Let \(G\) be a group with order 56. We show that \(G\) is not simple.
Note that \(|G| = 2^3\cdot7\).
By Sylow Theorem (3), we see that \(n_7 \mid 8\) and \(n_7 \equiv 1 \mod 7\). Looking at the divisors of \(8,\) we see that \(n_7 = 1\) or \(n_7 = 8.\)
Then, we are done.
Thus, there are \(8\) Sylow-\(7\) subgroups of \(G\). Now, note that each such Sylow-\(7\) subgroup has order \(7\), a prime and thus, the intersection of two distinct Sylow-\(7\) subgroups must be trivial, id est, \((1)\). Thus, the number of elements having order \(7\) equals \(8(7-1) = 48.\)
This leaves us with \(8\) remaining elements which are not part of any Sylow-\(7\) subgroup.

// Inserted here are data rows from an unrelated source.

PR #339, opened 2023-05-23
axomdbook

Gankra:
This adds `./oranda-css/mdbook-theme/` which is vendored into the oranda binary
at build time. If mdbook.theme = true is set (the default, you need to opt out),
we will override your mdbook theme with our own, adding "axo" and "axo-light"
themes which match the default oranda light/dark themes.

The existing builtin mdbook themes should remain and behave the same, and can
still be selected.

We do not modify the source of your mdbook -- we generate a new temp theme dir
in oranda's output dir (./public/) and tell mdbook to use that as the theme.
These themes are currently hardcoded, but use the same css-variable machinery
that mdbook is built around. As such they are primarily defined by a set of
values in variables.css that can easily be updated in the future.

Note that as a result of this, running 'mdbook build' on its own will now
produce different results from having oranda run it. In the future we will
probably expose a "vendor" option that modifies your tree so that vanilla
mdbook theme runs produce the same results (that was actually the original
implementation, but we felt this was less intrusive/surprising as a default).

Some changes made to the default mdbook theme files:

* To avoid issues with running other mdbook instances (or toggling this on/off),
we change the default "mdbook-theme" localStorage key to "axomdbook-theme".
This prevents vanilla instances of mdbook from seeing that you have selected
"axo" as a theme, which would otherwise cause those instances to crash due to
a failed lookup of that name.

* A new highlightjs stylesheet, axoHighlight, has been added to book.js and
index.hbs. Because mdbook doesn't really support adding extra stylesheets
(only overloading the "main" one, which would clash with the default mdbook
themes), we inject this stylesheet by just copying it into the final mdbook
output after mdbook has run. axoHighlight is currently base16/material.css,
which is stored in-tree as
`oranda-css/mdbook-theme/highlight-js-themes/base16-material.css`. It is
selected using your oranda syntax highlighting theme, but that feature was
already limited to one value.

* To avoid issues with adding new highlightjs stylesheets, we now disable all
of them in a loop whenever a theme is selected, so each case only needs to be
responsible for enabling itself, and doesn't need to enumerate all the other
ones that need to be disabled.

* A few edits were made to the css to add more distinctions-via-variables,
like allowing "main titles" to be styled differently from other headings,
and allowing themes to select the font.

* axo/axo-light are hardcoded in the css to disable padding/bg-color-changes
to inline code snippets, as this is the style we use in oranda. I couldn't
find a way to make this controlled by variables, as this is specifically
shadowing values set by the currently enabled highlightjs stylesheet, and
there's no way to "disable" a css rule with just variables (that I know).

* fonts.css was changed to import axo's preferred fonts instead of the
builtin ones. I'm a bit fuzzy on whether the vendored fonts are unvendored
by this, because this behaviour was recently being changed in mdbook.


Gankra:
alright, did a bunch of work on this and it's looking a lot better.

Some issues:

Now, by Sylow Theorem (1), we know that \(n_2 \ge 1\). However, no non-identity element can be part of a Sylow-\(2\) as well as a Sylow-\(7\) subgroup. Thus, the remaining \(8\) elements form the unique Sylow-\(2\) subgroup which gives us that \(n_2 = 1\) and thus, we are done.